- **Exercise objective**: Search the entries for the word "with" and return every line where it is found.

- **Supplied records**:
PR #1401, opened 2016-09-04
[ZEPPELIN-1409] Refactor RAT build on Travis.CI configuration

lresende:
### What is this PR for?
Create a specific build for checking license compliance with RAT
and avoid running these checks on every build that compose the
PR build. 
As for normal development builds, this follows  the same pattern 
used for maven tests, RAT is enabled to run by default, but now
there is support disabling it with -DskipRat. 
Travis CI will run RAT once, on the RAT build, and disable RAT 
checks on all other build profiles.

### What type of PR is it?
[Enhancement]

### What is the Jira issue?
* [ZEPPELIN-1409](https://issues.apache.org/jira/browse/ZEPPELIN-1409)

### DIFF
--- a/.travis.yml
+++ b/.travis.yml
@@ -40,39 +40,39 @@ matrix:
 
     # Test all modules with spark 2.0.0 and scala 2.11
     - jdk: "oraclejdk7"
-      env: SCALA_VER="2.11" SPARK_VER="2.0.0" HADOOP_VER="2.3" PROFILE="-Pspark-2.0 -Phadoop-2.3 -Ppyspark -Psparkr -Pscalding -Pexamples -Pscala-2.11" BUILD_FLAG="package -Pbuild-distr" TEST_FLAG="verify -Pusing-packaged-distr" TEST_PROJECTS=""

- **Answer to this task**:
Create a specific build for checking license compliance with RAT
there is support disabling it with -DskipRat. 
     # Test all modules with spark 2.0.0 and scala 2.11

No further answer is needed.